Stored data
+ + +

PR #81, opened 2024-07-02
sql: when a query fails, add the query text in the error

moio:
This makes debugging easier, especially with integration tests.

Best reviewed commit-by-commit.

*Note* this is based on top of https://github.com/rancher/lasso/pull/82. Ignore the first commit while reviewing

### DIFF
--- a/pkg/cache/sql/informer/indexer.go
+++ b/pkg/cache/sql/informer/indexer.go
@@ -69,7 +69,7 @@ type Store interface {
 
 type DBClient interface {
 	Begin() (db.TXClient, error)
-	QueryForRows(ctx context.Context, stmt transaction.Stmt, params ...any) (*sql.Rows, error)
+	QueryForRows(ctx context.Context, query string, stmt transaction.Stmt, params ...any) (*sql.Rows, error)
 	ReadObjects(rows db.Rows, typ reflect.Type, shouldDecrypt bool) ([]any, error)
 	ReadStrings(rows db.Rows) ([]string, error)
 	Prepare(stmt string) *sql.Stmt
@@ -182,7 +182,7 @@ func (i *Indexer) Index(indexName string, obj any) ([]any, error) {
 		params = append(params, value)
 	}
 
-	rows, err := i.QueryForRows(context.TODO(), stmt, params...)
+	rows, err := i.QueryForRows(context.TODO(), query, stmt, params...)
 	if err != nil {
 		return nil, err
 	}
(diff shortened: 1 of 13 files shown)


moio:
CI expected to turn green as soon as https://github.com/rancher/lasso/pull/82 is merged

pkg/cache/sql/informer/indexer.go
```diff
@@ -192,7 +192,7 @@ func (i *Indexer) Index(indexName string, obj any) ([]any, error) {
 // ByIndex returns the stored objects whose set of indexed values
 // for the named index includes the given indexed value
 func (i *Indexer) ByIndex(indexName, indexedValue string) ([]any, error) {
-	rows, err := i.QueryForRows(context.TODO(), i.listByIndexStmt, indexName, indexedValue)
+	rows, err := i.QueryForRows(context.TODO(), listByIndexFmt, i.listByIndexStmt, indexName, indexedValue)
```
ericpromislow, line 195: This is the only part I don't get. The call to `i.QueryForRows` adds a second argument that's a template (or format), not the final query.  When I follow it into the implementation function `QueryForRows` at https://github.com/moio/lasso/blob/2bb0987964ad696e592689eef25ee4dba7b853f6/pkg/cache/sql/db/client.go#L115 it looks like the raw template is inserted into the `Error while running query` string, not the final query with the arguments injected into the template.

Am I missing something?

ericpromislow (commented):
Everything else looks fine, but I'm puzzled about how format strings are converted to raw query strings when called from the various functions in `pkg/cache/sql/informer/indexer.go`

pkg/cache/sql/informer/indexer.go
```diff
@@ -69,7 +69,7 @@ type Store interface {
 
 type DBClient interface {
 	Begin() (db.TXClient, error)
-	QueryForRows(ctx context.Context, stmt transaction.Stmt, params ...any) (*sql.Rows, error)
+	QueryForRows(ctx context.Context, query string, stmt transaction.Stmt, params ...any) (*sql.Rows, error)
```
tomleb, line 72: nit: Since we have both query and stmt, could we document how they differ?

tomleb (approved):
LGTM.

I assume the intention here is to get _some_ information from the failing query rather than _all_ information though I'd like a confirmation on Eric's comment.

moio:
Gentlemen, thanks for the feedback.

While reasoning about how to address it I came up with a different approach which is more thorough, more precise (@ericpromislow 's point), less invasive and (hopefully) easier to read (@tomleb 's point).

As the change is completely different I am closing this in favor of https://github.com/rancher/lasso/pull/83

PR #162, opened 2025-05-08
breaking(controller): migrate workqueue to use strict typing with generics

aruiz14:


pkg/controller/controller.go
```diff
@@ -46,12 +46,14 @@ type Controller interface {
 	Start(ctx context.Context, workers int) error
 }
 
+type workqueueKey = string
```
aruiz14, line 49: This is not strictly needed, only added it for better visibility of the places where this type is used.
Exported fields/types already use `string` directly, otherwise we would need to make it public.

PR #164, opened 2025-06-23
add failing test

aruiz14:


crobby (approved):
Fix seems good.  Should definitely prevent the panic.  Bonus points for the quick test as well.

kinarashah (approved):

PR #175, opened 2025-08-28
Watcher's ResultChan must be properly closed after Stop is called

aruiz14:
According to `apimachinery`'s [`Watch` interface](https://github.com/kubernetes/apimachinery/blob/master/pkg/watch/watch.go#L29-L51) (emphasis mine):

>  	// ResultChan returns a channel which will receive events from the event
>  	// producer. If an error occurs or Stop() is called, **the producer must
>  	// close this channel and release any resources used by the watch**.
>  	// Closing the result channel tells the consumer that no more events will be
>  	// sent.
>  	ResultChan() <-chan Event

However, our implementation of this interface does not satisfy that (I added a failing test that confirms it), forcing users to drain `ResultChan` after calling `Stop` in order to prevent memory leaks.
This change should not have any side effects on existing code with the mentioned workaround (with the unlikely exception of those events being actually used during draining, which we could argue should be discouraged. In other words, users must not use `ResultChan` once they call `Stop`).

### DIFF
--- a/pkg/client/client.go
+++ b/pkg/client/client.go
@@ -339,14 +339,21 @@ func (c *Client) injectKind(w watch.Interface, err error) (watch.Interface, erro
 	}()
 
 	return &watcher{
-		Interface: w,
+		wrapped:   w,
 		eventChan: eventChan,
 	}, nil
 }
 
 type watcher struct {
-	watch.Interface
+	wrapped   watch.Interface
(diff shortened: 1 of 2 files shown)


aruiz14:
Adding @brandond as suggested by @tomleb

tomleb (approved):

PR #185, opened 2026-02-18
Additional tests for lasso

crobby:
Issue: https://github.com/rancher/rancher/issues/45252

Adds integration tests for `SharedControllerFactory` that run against a real API server via [envtest](https://book.kubebuilder.io/reference/envtest), plus the tooling to install envtest reproducibly.

**Tests**
- `tests/integration/sharedcontrollerfactory_test.go` covers pod event delivery, syncing only changed objects, and `ForObject`. Each test starts its own control plane and runs in parallel.
- New `make test-integration` target, wired into CI. `make test` now scopes to `./pkg/...`.

**envtest tooling**
- `setup-envtest` is pinned in `gotools/setup-envtest/go.mod` and invoked via `go tool` — no `go install ...@latest`, so the version is reproducible and Renovate-managed like any other dependency.
- `scripts/install-envtest.sh` pins the control plane binaries (`v1.36.2`) with a SHA-512 checksum per platform, verifies the download, and sideloads it. Skips the download if the version is already in the local store.
- Guard: fails fast if the envtest minor version doesn't match `k8s.io/client-go`, so we don't test against an API server one minor off from the client.
- `scripts/bump-envtest.sh` rewrites the version and all checksums from the upstream release manifest when client-go moves, instead of copying hashes by hand.

**Docs**
- `tests/integration/README.md` — how to run, how the install works, why it's pinned, how to bump.
- `gotools/README.md` — the one-module-per-tool convention.
- Root README gains the `Developing` / `Running Tests` sections the table of contents already linked to but which didn't exist.


ericpromislow (changes requested):
From the issue, "In the ci, all tests running using go test should run with the -race flag."

Adding `-test` to `scripts/test*.sh` passed so maybe add that?

Oops. I meant "Adding `-race` …"

crobby:
> From the issue, "In the ci, all tests running using go test should run with the -race flag."
> 
> Adding `-test` to `scripts/test*.sh` passed so maybe add that?
> 
> Oops. I meant "Adding `-race` …"

That's a fine point.  Will do.

ericpromislow (approved):
Looks good. That test file is great

PR #191, opened 2026-03-31
[2.15] Use a sha-pinned version of setup-envtest

ericpromislow:
Ref [#1899](https://github.com/rancher/rancher-security/issues/1899)

### DIFF
--- a/.github/workflows/ci.yaml
+++ b/.github/workflows/ci.yaml
@@ -19,7 +19,8 @@ jobs:
       with:
         go-version-file: 'go.mod'
     - name: Install env-test
-      run: go install sigs.k8s.io/controller-runtime/tools/setup-envtest@latest
+      run: go install sigs.k8s.io/controller-runtime/tools/setup-envtest@8122a6266696b980fc9219c2fbb48bb4ce60d12b #v0.23.2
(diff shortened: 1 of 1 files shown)


macedogm (approved):

tomleb (changes requested):
To keep consistency with the other repository (steve), what do you think of using this script to install setup-envtest? https://github.com/rancher/steve/blob/main/scripts/install-envtest.sh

+ + +

Exercise prompt
Look over the records. Copy the lines that include the word "returns".

Exercise output
 // ByIndex returns the stored objects whose set of indexed values
>  	// ResultChan returns a channel which will receive events from the event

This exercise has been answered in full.